Reprenons le fil de l'histoire, celle des deux disciples d'Emmaüs. Après s'être fait reconnaître à la fraction du pain précédée d'une solide catéchèse le concernant (et qu'on peut résumer comme ceci : «  le Fils de Dieu - appelé de préférence le Fils de l'homme - devait beaucoup souffrir et mourir sur une croix avant de ressusciter le troisième jour  », Jésus le Ressuscité disparaît de leur vue. Alors les deux disciples, qui sont proches des Apôtres, s'en retournent à Jérusalem eux qui lui avaient d'abord tourné le dos par désillusion, par dépit. Arrivés là, ils trouvent les Apôtres réunis avec quelques compagnons (dont Marie et qq femmes sans doute) pour leur raconter tous les faits.

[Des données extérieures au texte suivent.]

PR #12568, opened 2026-05-11
test(autoware_trajectory_modifier): add integration test for obstacle_stop plugin

interimadd:
## Description

Add a node-level integration test for the `ObstacleStop` plugin in `autoware_trajectory_modifier`.

The test exercises the plugin through its public `modify_trajectory` interface together with the real `TrajectoryModifierContext`, so the obstacle-tracking, RSS-based collision detection, and pointcloud clustering code paths are wired up exactly as they are in production. It is intended as a **characterization test** that pins down the current behavior of the obstacle stop pipeline before subsequent refactoring.

### What is covered

| Test case | Scenario |
|---|---|
| `TrajectoryNotModifiedWhenDisabled` | Plugin is disabled via `params_.use_obstacle_stop = false` |
| `TrajectoryNotModifiedForEmptyTrajectory` | Empty input trajectory short-circuits |
| `TrajectoryNotModifiedWhenNoObstaclesDetected` | No predicted objects and no pointcloud |
| `TrajectoryNotModifiedWhenObjectIsBesidePath` | Object lateral to the trajectory polygon |
| `TrajectoryModifiedWhenObjectBlocksPath` | Stopped vehicle directly in front of the ego trajectory |
| `StopPointInsertedBeforeObject` | Verifies the stop pose is inserted upstream of the blocking object and final velocity is reduced |
| `StopPointInsertedForBlockingPointcloudCluster` | Same verification for a synthesized `PointCloud2` cluster |

The obstacle tracker requires `on_time_buffer` of continuous observation before promoting a detection to "active", so each obstacle-detection test invokes `modify_trajectory` twice with a short sleep in between to satisfy that gate.

### Coverage

After adding this test, line coverage of the obstacle_stop sources is:

| File | Line coverage | Function coverage |
|---|---|---|
| `src/trajectory_modifier_plugins/obstacle_stop.cpp` | 75.7% | 69.0% |
| `src/trajectory_modifier_utils/obstacle_stop_utils.cpp` | 79.2% | 76.2% |
| **Total** | **77.4% (598 / 773)** | **72.0% (36 / 50)** |

## Related links

**Parent Issue:**

## How was this PR tested?

- `colcon build --packages-select autoware_trajectory_modifier`
- `colcon test --packages-select autoware_trajectory_modifier --event-handlers console_cohesion+` — all 5 tests pass (gtest + 4 linters).
- `lcov` capture against the built package confirmed the coverage figures above.

## Notes for reviewers

None.
## Interface changes

None.

## Effects on system behavior

None. Test-only change.

### DIFF
--- a/planning/autoware_trajectory_modifier/tests/test_obstacle_stop_integration.cpp
+++ b/planning/autoware_trajectory_modifier/tests/test_obstacle_stop_integration.cpp
@@ -1,0 +1,382 @@
+// Copyright 2026 TIER IV, Inc.
+//
+// Licensed under the Apache License, Version 2.0 (the "License");
+// you may not use this file except in compliance with the License.
+// You may obtain a copy of the License at
+//
+//     http://www.apache.org/licenses/LICENSE-2.0
+//
+// Unless required by applicable law or agreed to in writing, software
+// distributed under the License is distributed on an "AS IS" BASIS,
+// WITHOUT WARRANTIES OR CONDITIONS OF ANY KIND, either express or implied.
+// See the License for the specific language governing permissions and
+// limitations under the License.
+
+#include "autoware/trajectory_modifier/trajectory_modifier_plugins/obstacle_stop.hpp"
+
+#include <ament_index_cpp/get_package_share_directory.hpp>
+#include <autoware_test_utils/autoware_test_utils.hpp>
+#include <autoware_trajectory_modifier/trajectory_modifier_param.hpp>
+#include <rclcpp/rclcpp.hpp>
+
+#include <autoware_perception_msgs/msg/object_classification.hpp>
+#include <autoware_perception_msgs/msg/predicted_objects.hpp>
+#include <autoware_perception_msgs/msg/shape.hpp>
+#include <geometry_msgs/msg/accel_with_covariance_stamped.hpp>
+#include <nav_msgs/msg/odometry.hpp>
+#include <sensor_msgs/msg/point_cloud2.hpp>
+#include <sensor_msgs/point_cloud2_iterator.hpp>
+
+#include <gtest/gtest.h>
+
+#include <chrono>
+#include <memory>
+#include <string>
+#include <thread>
+#include <utility>
+#include <vector>
+
+namespace
+{
+using autoware::trajectory_modifier::TrajectoryModifierContext;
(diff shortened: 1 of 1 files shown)


planning/autoware_trajectory_modifier/tests/test_obstacle_stop_integration.cpp
```diff
@@ -0,0 +1,382 @@
...
+  //      before becoming active
+  plugin_->modify_trajectory(trajectory, input);
+  std::this_thread::sleep_for(std::chrono::milliseconds(50));
+  const bool modified = plugin_->modify_trajectory(trajectory, input);
+
+  // Assert
+  ASSERT_TRUE(modified);
+  EXPECT_LT(
+    trajectory.back().longitudinal_velocity_mps, trajectory.front().longitudinal_velocity_mps);
+  EXPECT_LT(trajectory.back().pose.position.x, object_x);
```
mkquda, line 359: (**NOT A MUST**) Can also verify distance between `trajectory.back().pose.position.x` and `object_x` is equal to `stop margin + ego_front_offset + object_size_x / 2`

mkquda (approved):
LGTM.

go-sakayori (approved):

planning/autoware_trajectory_modifier/tests/test_obstacle_stop_integration.cpp
interimadd: Thanks for the suggestion. It looks like `trajectory.back().pose.position.x` is being clamped by `min_stopping_distance`, which means it won't necessarily match `stop_margin + ego_front_offset + object_size_x / 2`.
To avoid test fragility when the logic changes, I’d prefer to keep the test conditions as minimal as possible.

interimadd:
Thank you for the review!
As @mkquda pointed out, it is better to make the test conditions more specific. Therefore, I have added this commit: https://github.com/autowarefoundation/autoware_universe/pull/12568/changes/a5520ce8d5e702778026d8239bbfd02274a0e9cf

While updating the test case, I noticed that `trajectory.back().longitudinal_velocity_mps` is not exactly 0, contrary to my expectations. It seems to be due to the interpolation in the calculation logic.
I believe it should be fixed in the other PR.

I will merge this PR once CI passes.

Et voilà que le même scénario, celui qu'ils avaient vécu à Emmaüs se reproduit à Jérusalem : Jésus était au milieu d'eux, mais les Apôtres et leurs compagnons avaient de la peine à le reconnaître. Comprenons bien une fois pour toutes que cette difficulté n'est pas de nature physiologique. Car quelques jours seulement séparent la présence physique de Jésus avant et après la Résurrection. Cette difficulté est de nature existentielle, presque surnaturelle. J'évite de dire «  théologique  » car vous risquez de rester dans le brouillard. La seule comparaison humaine qu'on pourrait avancer est celle d'une personne qui a subi un grave accident, une grave maladie ou une grosse opération et qui en sortirait miraculeusement. Personne n'aurait cru à sa survie mais elle est bien là présente au milieu des siens. La comparaison n'est pas tout à fait fortuite : Jésus lui aussi sort d'une série noire inimaginable : trahison, arrestation, humiliation, flagellation, crucifixion, ensevelissement. Tous pensaient qu'il était mort et enterré. Sa résurrection est une surprise totale. Mais elle n'est pas quelque chose de normal, de naturel. Seuls quelques témoins peuvent l'attester. Et tous ces témoins sont des croyants !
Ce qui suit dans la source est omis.